Could you return all of the listing below exactly, please?

○ ○ ○ ○ ○ ○ ○

PR #126, opened 2025-04-08
feat(iota-names)!: remove IotaNames::balance

### LINKED ISSUE #113: Remove IotaNames::balance
## Description

The payments are now just added as dynamic field like this:
```
{
            "name": {
              "type": {
                "repr": "0x9d1f612a3a4e7fdc886cc5fd23202c3b00b49044a21caa5622ff28c98e257646::iota_names::BalanceKey<0x0000000000000000000000000000000000000000000000000000000000000002::iota::IOTA>"
              }
            },
            "value": {
              "json": {
                "value": "10000000000"
              }
            }
          }
```
so we can probably remove the struct field so it's less confusing as it would always stay at 0 even though there is balance

Thoralf-M:
Remove the IotaNames::balance field as balances are stored as dynamic field

Fixes https://github.com/iotaledger/iota-names/issues/113

Should we remove the `_custom` from `app_add_custom_balance`, `withdraw_custom` now?

### DIFF
--- a/packages/iota-names/sources/iota_names.move
+++ b/packages/iota-names/sources/iota_names.move
@@ -97,7 +97,7 @@ fun init(otw: IOTA_NAMES, ctx: &mut TxContext) {
 // === Admin actions ===
 
 /// Withdraw from the IotaNames balance of a custom coin type.
-public fun withdraw_custom<T>(self: &mut IotaNames, _: &AdminCap, ctx: &mut TxContext): Coin<T> {
+public fun withdraw<T>(self: &mut IotaNames, _: &AdminCap, ctx: &mut TxContext): Coin<T> {
     let balance_key = BalanceKey<T> {};
     assert!(self.id.exists_(balance_key), ENoProfitsInCoinType);
 
@@ -137,7 +137,7 @@ public fun assert_app_is_authorized<App: drop>(self: &IotaNames) {
 // === Protected features ===
 
 /// Adds a balance of type `T` to the IotaNames protocol as an authorized app.
-public fun app_add_custom_balance<App: drop, T>(self: &mut IotaNames, _: App, balance: Balance<T>) {
+public fun app_add_balance<App: drop, T>(self: &mut IotaNames, _: App, balance: Balance<T>) {
     self.assert_app_is_authorized<App>();
     let key = BalanceKey<T> {};
     if (self.id.exists_(key)) {
--- a/packages/iota-names/sources/iota_names.move
+++ b/packages/iota-names/sources/iota_names.move
@@ -96,7 +96,7 @@ fun init(otw: IOTA_NAMES, ctx: &mut TxContext) {
 
 // === Admin actions ===
 
-/// Withdraw from the IotaNames balance of a custom coin type.
+/// Withdraw from the IotaNames balance of a provided coin type.
 public fun withdraw<T>(self: &mut IotaNames, _: &AdminCap, ctx: &mut TxContext): Coin<T> {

○ ○ ○ ○ ○ ○ ○

## RESULT BELOW
PR #126, opened 2025-04-08
feat(iota-names)!: remove IotaNames::balance

### LINKED ISSUE #113: Remove IotaNames::balance
## Description

The payments are now just added as dynamic field like this:
```
{
            "name": {
              "type": {
                "repr": "0x9d1f612a3a4e7fdc886cc5fd23202c3b00b49044a21caa5622ff28c98e257646::iota_names::BalanceKey<0x0000000000000000000000000000000000000000000000000000000000000002::iota::IOTA>"
              }
            },
            "value": {
              "json": {
                "value": "10000000000"
              }
            }
          }
```
so we can probably remove the struct field so it's less confusing as it would always stay at 0 even though there is balance

Thoralf-M:
Remove the IotaNames::balance field as balances are stored as dynamic field

Fixes https://github.com/iotaledger/iota-names/issues/113

Should we remove the `_custom` from `app_add_custom_balance`, `withdraw_custom` now?

### DIFF
--- a/packages/iota-names/sources/iota_names.move
+++ b/packages/iota-names/sources/iota_names.move
@@ -97,7 +97,7 @@ fun init(otw: IOTA_NAMES, ctx: &mut TxContext) {
 // === Admin actions ===
 
 /// Withdraw from the IotaNames balance of a custom coin type.
-public fun withdraw_custom<T>(self: &mut IotaNames, _: &AdminCap, ctx: &mut TxContext): Coin<T> {
+public fun withdraw<T>(self: &mut IotaNames, _: &AdminCap, ctx: &mut TxContext): Coin<T> {
     let balance_key = BalanceKey<T> {};
     assert!(self.id.exists_(balance_key), ENoProfitsInCoinType);
 
@@ -137,7 +137,7 @@ public fun assert_app_is_authorized<App: drop>(self: &IotaNames) {
 // === Protected features ===
 
 /// Adds a balance of type `T` to the IotaNames protocol as an authorized app.
-public fun app_add_custom_balance<App: drop, T>(self: &mut IotaNames, _: App, balance: Balance<T>) {
+public fun app_add_balance<App: drop, T>(self: &mut IotaNames, _: App, balance: Balance<T>) {
     self.assert_app_is_authorized<App>();
     let key = BalanceKey<T> {};
     if (self.id.exists_(key)) {
--- a/packages/iota-names/sources/iota_names.move
+++ b/packages/iota-names/sources/iota_names.move
@@ -96,7 +96,7 @@ fun init(otw: IOTA_NAMES, ctx: &mut TxContext) {
 
 // === Admin actions ===
 
-/// Withdraw from the IotaNames balance of a custom coin type.
+/// Withdraw from the IotaNames balance of a provided coin type.
 public fun withdraw<T>(self: &mut IotaNames, _: &AdminCap, ctx: &mut TxContext): Coin<T> {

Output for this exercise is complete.